Carrier-driving CO2 separation by amine-rich membranes with intercalated graphene oxide

Abstract

Amine-rich facilitated transport membranes (FTMs) attract great interest in intensifying the membrane-based CO₂ separation processes. The high-molecular-weight polyvinylamine (PVAm) polymers containing fixed-site carriers of the amino groups were used to prepare highly CO₂-permeable membranes. The sterically hindered PVAm polymers of poly(N-methyl-N-vinylamine) and poly(N-isopropyl-N-vinylamine) were obtained by functionalization of PVAm to provide superior CO₂ solubility.

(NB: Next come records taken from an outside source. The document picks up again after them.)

PR #760, opened 2023-06-08
Flush profiles rowgroup asynchronously

cyriltovena:
This PR makes flushing row groups of profiles asynchronously and outside of the read path.

Only one flushing can happen at once. This should drastically reduce the tail latency.

image

While working on this I realised we have a race between queries getting queriers (head and disk) and flushing row groups

I believe this could be the source of:
- https://github.com/grafana/pyroscope/issues/2054
- https://github.com/grafana/pyroscope/issues/2061

I decided to not fix this in this PR as it requires a larger refactoring.

### DIFF
--- a/pkg/phlaredb/profile_store.go
+++ b/pkg/phlaredb/profile_store.go
@@ -53,16 +53,25 @@ type profileStore struct {
 	rowsFlushed uint64
 	rowGroups   []*rowGroupOnDisk
 	index       *profilesIndex
+
+	flushing    *atomic.Bool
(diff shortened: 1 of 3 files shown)


cyriltovena:
Deployed in dev for an hour or so 
image

kolesnikovae:
> While working on this I realised we have a race between queries getting queriers (head and disk) and flushing row groups

Do you have a stack trace of the race? I'd like to look into it

kolesnikovae (approved):
LGTM! 👏🏻

PR #21, opened 2017-12-16
Support passing arguments to scripts (fixes #18)

### LINKED ISSUE #18: No way to pass arguments to scripts run under monkeytype
I want to run

`myscript update`

but `monkeytype run myscript update` 

errors with:

`monkeytype: error: unrecognized arguments: update`

folz:
This turned out to be an easier PR than I expected. run_handler/run_path already use sys.argv directly; I just added a catchall argument to the argparser so it doesn't complain about additional tokens.

Doesn't look like there are tests for this in test_cli.py, but let me know if I should create a new one.

### DIFF
--- a/monkeytype/cli.py
+++ b/monkeytype/cli.py
@@ -195,6 +195,10 @@ def main(argv: List[str], stdout: IO, stderr: IO) -> int:
         'script_path',
         type=str,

By loading the mobile carriers of amino acid salt (AAS) and CO₂-philic graphene oxide (GO), the prepared FTMs render enhanced CO₂ permeance and CO₂/N₂ selectivity. The d-spacing of 8.8 Å and the ultramicropores of 3.5 Å from GO nanosheets provide the combination of both selective surface flow and molecular sieving mechanisms to achieve improved CO₂ permeance and CO₂/N₂ selectivity. In addition, the intercalation of GO hinders N₂ transport through the membrane due to a longer pathway, while the mobile carriers of AAS introduced into the PVAm matrix facilitate CO₂ transport through the selective layer. Therefore, the CO₂/N₂ selectivity of the prepared FTMs was significantly enhanced to 171 based on the intensified carrier-driving transport mechanism. It can be concluded that amine-rich membranes based on both fixed and mobile carriers of the amino groups together with intercalated GO can synergistically improve the CO₂/N₂ separation performance, and be potentially applied for CO₂ capture from flue gas.